The week was ushered in with a gross and temperamental preview by retired supreme court Justice Mary Odili wherein she took direct aim at a party (and its surrogates) to the dispute before the Presidential Elections Petitions Court, PEPC. Her speech at a ceremony in honour of a lawyer, Mr J.K Gadzama was a study in the chauvinistic triumphalist celebration of a judicial victory in view and was remarkably badly written and poorly delivered. At the fairly partisan gathering, she assumed the posture of an aggressive agenda setting partisan privy to the judgement that would be delivered in the course of the week. There appears to be the ulterior motive of preempting the judgement of the PEPC and harangue the potential loser to take it or shove it.
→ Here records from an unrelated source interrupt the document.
PR #1005, opened 2022-08-21
feat: more dino stuff

midgleyc:
More dino stuff: bosses (Frat route), last item, last effect

### DIFF
--- a/src/data/monsters.txt
+++ b/src/data/monsters.txt
@@ -1360,7 +1360,7 @@ glass-shelled archelon	2233	dino_turtle.gif	Atk: 0 Def: 0 HP: 0 Init: -10000 P: 
 supersonic velociraptor	2234	dino_raptor.gif	Atk: 0 Def: 0 HP: 0 Init: -10000 P: beast Article: a
 spikolodon	2235	dino_spike.gif	Atk: 0 Def: 0 HP: 0 Init: -10000 P: beast Article: a
 ghostasaurus	2236	dino_ghost.gif	Atk: 0 Def: 0 HP: 0 Init: -10000 P: undead EA: spooky Article: a
-flatusaurus	2237	dino_flat.gif	Atk: 0 Def: 0 HP: 0 Init: -10000 P: beast Article: a
+flatusaurus	2237	dino_flatus.gif	Atk: 0 Def: 0 HP: 0 Init: -10000 P: beast Article: a
 primitive chicken	2238	dino_chicken.gif	Atk: 0 Def: 0 HP: 0 Init: -10000 P: beast Article: a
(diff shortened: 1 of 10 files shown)


src/data/monsters.txt
```diff
@@ -1355,13 +1355,22 @@ The Naughty Scorcheress	2220	sorcform1.gif	BOSS NOCOPY Atk: 190 Def: 171 HP: 400
 
 kachungasaur	2230	dino_kachung.gif	Atk: 0 Def: 0 HP: 0 Init: -10000 P: beast Article: a
 dilophosaur	2231	dino_diplo.gif	Atk: 0 Def: 0 HP: 0 Init: -10000 P: beast Article: a
-high-altitude pterodactyl	2232	dino_ptero.gif	Atk: 0 Def: 0 HP: 0 Init: -10000 P: beast Article: a
+high-altitude pterodactyl	2232	dino_ptero.gif	Atk: 0 Def: 0 HP: 0 Init: -10000 P: beast EA: stench Article: a
 glass-shelled archelon	2233	dino_turtle.gif	Atk: 0 Def: 0 HP: 0 Init: -10000 P: beast Article: a
 supersonic velociraptor	2234	dino_raptor.gif	Atk: 0 Def: 0 HP: 0 Init: -10000 P: beast Article: a
 spikolodon	2235	dino_spike.gif	Atk: 0 Def: 0 HP: 0 Init: -10000 P: beast Article: a
 ghostasaurus	2236	dino_ghost.gif	Atk: 0 Def: 0 HP: 0 Init: -10000 P: undead EA: spooky Article: a
 flatusaurus	2237	dino_flat.gif	Atk: 0 Def: 0 HP: 0 Init: -10000 P: beast Article: a
```
Veracity0, line 1363: Manuel tells me image is dino_flatus.gif

src/net/sourceforge/kolmafia/request/NPCPurchaseRequest.java
```diff
@@ -910,6 +910,11 @@ public static final void parseShopResponse(final String urlString, final String
       }
     }
 
+    if (shopId.equals("dino")) {
```
Veracity0, line 913: Right. I was going to say we alphabetize shopids, but, no, we don't. :)

However, you also need to add this shopid in registerShopRequest farther down in this same file.

Veracity0 (changes requested):

src/net/sourceforge/kolmafia/request/NPCPurchaseRequest.java
midgleyc: okay, hope I got that right.

I checked "marioitems" above and that one wasn't further down. I'm not sure whether it should be, or how many are missing.

Veracity0 (approved):

PR #2685, opened 2025-01-19
fix: decorate nuns again after dec 2024 changes

midgleyc:


jaadams5 (approved):

jaadams5:
Philosophical question - now that KoL HTML has changed, how many tests might we have that would now fail with up to date HTML instead of the "archived" HTML.  Does it matter?  Is there an easy way to check?

midgleyc:
There is no way to check, so ???.

We have the URLs for some, but they also depend on player state. So there is no way to get the pages as they would be if the HTML changes were in at the time.

PR #2686, opened 2025-01-21
Prepare codebase for warning about future Java minimum supported version increments

libraryaddict:
Edit: https://kolmafia.us/threads/add-a-pending-change-in-required-java-version-nag-message.30245/

This PR is marked as a draft as it could probably stand to be reshuffled around, and the java version is hardcoded as 24.
So, perhaps merge it in when 24 is out in a few months?

image
image

And when run in headless, the warning appears after login stuff apparently.
image


gausie:
The chunk of code that checks version and produces a list of strings should be a function shared across these two uses.

jaadams5:
Ignoring my basic concerns about the feature, I think the nag message should be short and sweet.  It should tell what version is being used and what version KoLmafia will be expecting after a specific date.  "will soon" really imparts no useful information.  Similarly this is a nag and not a "how to" so the URL for one of the places to get a Java update is just clutter.  I'm fine with all the verbosity in the gCLI but not on the opening screen or on a command window that might not have a very large buffer to hold scrollable output.

If the required future version is embedded in the code then there are people who will never know about it (or changes to it) until they get the latest version of mafia.  That might be too late.  As an alternative I might consider placing the future required version and the date it will become the required version in a file.  The file could be downloaded (like the faxbot file or mall prices file or a couple of others) and the nag would just display what was in the file.

gausie:
> If the required future version is embedded in the code then there are people who will never know about it (or changes to it) until they get the latest version of mafia. That might be too late. As an alternative I might consider placing the future required version and the date it will become the required version in a file. The file could be downloaded (like the faxbot file or mall prices file or a couple of others) and the nag would just display what was in the file.

I disagree completely. If they don't update mafia, they don't need to worry about version requirement changes.

I think the contents of the message are mostly fine. If we had an internal date to make the change it would make sense to communicate it. But if we don't, that's fine.

jaadams5:
> I disagree completely. If they don't update mafia, they don't need to worry about version requirement changes.

This is why I regret that this change was not discussed before a PR was submitted or regret that I was not aware of/part of such discussion.  But I absolutely agree with you.  This has no relevance to someone who never upgrades mafia.

If this is deemed A Good Thing and implemented then I still believe a better implementation than the proposed one would be to acquire the data in the message from someplace other than code that is committed.  For example, if we decide we are going to go to Java 23 on the way to 24 then maintaining that information elsewhere would allow a user (who gets nag messages because of their version) to get the change without having to update mafia.  Perhaps Github is the source augmented by a creative use of the tags/badges/shields displayed?

libraryaddict:
> > I disagree completely. If they don't update mafia, they don't need to worry about version requirement changes.
> 
> This is why I regret that this change was not discussed before a PR was submitted or regret that I was not aware of/part of such discussion. But I absolutely agree with you. This has no relevance to someone who never upgrades mafia.

Sorry too much going on atm to look at other things. But for this

https://kolmafia.us/threads/proposal-require-java-21.30044/#post-175968

Probably should have made it's own post yeah

jaadams5:
Yeah, that was buried.  But I will expose it in its own thread so that I know that I am at least a vocal minority in thinking it is not helpful/needed.  Maybe I will learn something :-)

libraryaddict:
FYI, Further discussion can be found here

https://kolmafia.us/threads/add-a-pending-change-in-required-java-version-nag-message.30245/

gausie:
In an effort to merge or close this PR, I have implemented the proposed changes, as well as sorted out the styling to work with FlatLaf. I have used one of the two wordings provided, but I propose we merge this and can adjust the wording in future, since no one will see this code for a while.

Screenshot 2025-03-04 at 13 17 17

Separately, I would like to avoid upgrading our Java version if possible because https://cheerpj.com/ say they will support Java 21 in a year's time. Being able to run a full instance of mafia including GUI in your web browser would be very interesting.

gausie:
We can also close this. I don't hate the code now though as written. If you think that multitool will replace this in the next 6 months, feel free to close.

jaadams5:
OK.  I will start something at KoLmafia.us and close or agree to commit this depending upon reaction.  Thanks.

src/net/sourceforge/kolmafia/swingui/LoginFrame.java
```diff
@@ -1,14 +1,10 @@
...
-import javax.swing.JPasswordField;
-import javax.swing.SwingConstants;
+import java.awt.*;
+import java.io.IOException;
+import java.net.URI;
+import java.net.URISyntaxException;
+import javax.swing.*;
 import net.java.dev.spellcast.utilities.JComponentUtilities;
 import net.java.dev.spellcast.utilities.SortedListModel;
 import net.sourceforge.kolmafia.KoLConstants;
```
jaadams5, line 10: I blame the IDE but our convention is to not allow * includes.

jaadams5 (changes requested):

jaadams5 (approved):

The missive was deliberately provocative and commensurately elicited a severe backlash. She courted a renewed critical attention on her pedigree including, especially, the watershed judgement given in favour of her husband, Dr Peter Odili, former governor of Rivers state by the supreme court. Whenever her tenure at the supreme court is up for discussion, this controversial judgement is guaranteed the pride of place. The practical import of the unprecedented judgement was to render her spouse, Dr Odili legally untouchable and unquestionable on his stewardship as governor between 1999 and 2007. He was granted “a perpetual injunction barring the federal government and its agencies from probing, arresting or prosecuting him”. It is curious that no other Nigerian public official of comparable circumstances had similarly availed himself of this royal exculpation, prompting the poser, if the law is personally made for Odili and should never be cited as a judicial precedent.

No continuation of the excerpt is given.